» DATASET CONTENT:
PR #4924, opened 2019-04-15
Some more FL fixes

### LINKED ISSUE #4923: toggle front light on / off in the status bar and frontlight auto-activation ?
* KOReader version: 2019.04-25 ... 2019-04-13
* Device: KA1

1/ I updated to the last nightly yesterday. My status bar is set to display the frontlight intensity. I noticed that when I toggle the frontlight to on with a bottom left tap, the "off" in the status bar is not updated but It was before. Is this behaviour intended ?  The status bar update the value after a page turn.

2/ After a sleep and wake up I also noticed that the frontlight reactivates itself but even if it was off before I put the device to sleep... and the auto frontlight plugin is off...

Any idea ?

NiLuJe:
Fix #4923 & #4925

» EXERCISE DESCRIPTION: Go through the listing and copy each line that includes the string "auto".

» ANSWER BELOW:
### LINKED ISSUE #4923: toggle front light on / off in the status bar and frontlight auto-activation ?
2/ After a sleep and wake up I also noticed that the frontlight reactivates itself but even if it was off before I put the device to sleep... and the auto frontlight plugin is off...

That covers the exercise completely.